The pandemic contingency catalyzed care structural change and allowed healthcare to perform different functions.
Are we using this experience to transform healthcare or choosing to ignore the need for change or prepare for transformation?
Many still insist on the past solutions, promising more funding, hospitals, or doctors, without understanding that the current model is approaching obsolescence.
It is at this point that managers need lead health systems to change configuration and perform complex functions, like people centered.
The health system is typically dominated by:
healthcare traditional providers: hospitals, primary care centers, clinics, etc
pharma and medical devices industry
These two have been evolving in developing precision medicine and risk-sharing contracts.

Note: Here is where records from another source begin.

PR #183, opened 2016-05-24
refactor(guides) use data instead of hard coding

jooohn:
### description
Refactor guides toc to use data instead of hard coding all links.

### motivation
While reading a guide, I want to go to "next" (or "prev") page from the bottom of page like this (https://www.playframework.com/documentation/2.4.x/NewApplication), but they are hard coded. To generate the next page link automatically, I started with refactoring them. What do you think about this?

Thanks.

### DIFF
--- a/data/guides.yml
+++ b/data/guides.yml
@@ -1,0 +1,103 @@
+categories:
+  - path: /
+    title: Introduction
+    pages:
+      - path: getting-started
+  - path: architectures
+    pages:
+      - path: overview
+      - path: container
+      - path: application
+  - path: applications
+    pages:
+      - path: initializers
+      - path: rake
+  - path: routing
+    pages:
+      - path: overview
+      - path: basic-usage
+      - path: restful-resources
+        title: RESTful Resource(s)
+  - path: actions
+    pages:
+      - path: overview
+      - path: basic-usage
+      - path: parameters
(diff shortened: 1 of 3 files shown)


cllns:
This is really cool :)

jooohn:
Ah, sorry. I missed these methods (https://github.com/hanami/hanami.github.io/blob/build/config.rb#L109-125). However, they aren't used now, right (maybe because it )?

jodosha:
@jooohn Thanks for this PR. The idea is cool, but we shouldn't change the URL of the getting started guide.

jooohn:
@jodosha Thanks for review! I fixed this commit not to change URL.

data/guides.yml
```diff
@@ -0,0 +1,103 @@
...
+      - path: exception-handling
+      - path: control-flow
+      - path: http-caching
+        title: HTTP Caching
+      - path: share-code
+      - path: testing
+  - path: views
+    pages:
+      - path: overview
+      - path: basic
```
jodosha: This is `basic-usage`. 😄

jooohn:
Ah, sorry. I fixed it!

jodosha:
@jooohn Thanks, merging this! I'll wait for the PR that includes `previous` and `next` links ;)

PR #185, opened 2016-05-24
Add special page with status of all hanami parts

davydovanton:
I found this idea on [ROM site](http://rom-rb.org/status/). Also I'll be very glad to any comments and suggestions 💚 

### Desktop
screenshot 2016-05-25 01 59 56

### Mobile
screenshot 2016-05-25 02 00 04

/cc @hanami/core-team and @hanami/contributors

### DIFF
--- a/source/_footer.erb
+++ b/source/_footer.erb
@@ -9,6 +9,7 @@
           <li><a href="https://github.com/hanami" target="_blank">GitHub</a></li>
           <li><a href="https://twitter.com/hanamirb" target="_blank">Twitter</a></li>
           <li><a href="https://rubygems.org/gems/hanami" target="_blank">Rubygems</a></li>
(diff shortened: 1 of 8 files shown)


joneslee85:
I ❤️ this

pascalbetz:
nice.

jodosha:
@davydovanton I like the idea. 👍 

But we should link it elsewhere, not from the main navigation. There will probably be upcoming links over there, so better to keep it small for now.

davydovanton:
@jodosha what about footer?

davydovanton:
@jodosha I putted status link to footer, what do you think is it better now?

jodosha:
@davydovanton much better, thanks! 👍

davydovanton:
thanks for merge 🎉

PR #186, opened 2016-05-25
Same as #184, use <code> inside html tag

nanocity:
Sorry, I did not add whitespace to search and replace regexp so I missed some chunks.


jodosha:
@nanocity Thank you. Merging this.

Hospitals also understand that they need to break their walls and increase proximity to patients and communities. Namely to solve problems in provider-patient transitions.
A third party is emerging. Primarily as technological partners of legacy providers, pharma, and medical devices industry.
New technological players are primarily influencing the previous two.
We see its influence on Bigdata, remote monitoring, etc. If primarily they rely on conventional providers, they now venture themselves to solo initiatives: remote physical therapy, teleconsultations, etc., disrupting the way care is being provided.
In my opinion, the most significant disruption will come from an alternative player. The individual health providers. The primary technology companies are investing in health prevention. They have the capacity and resources to influence healthcare, as we didn’t see it yet. The ability to detect prediabetes, fever, arrhythmia, and provide meaningful advice.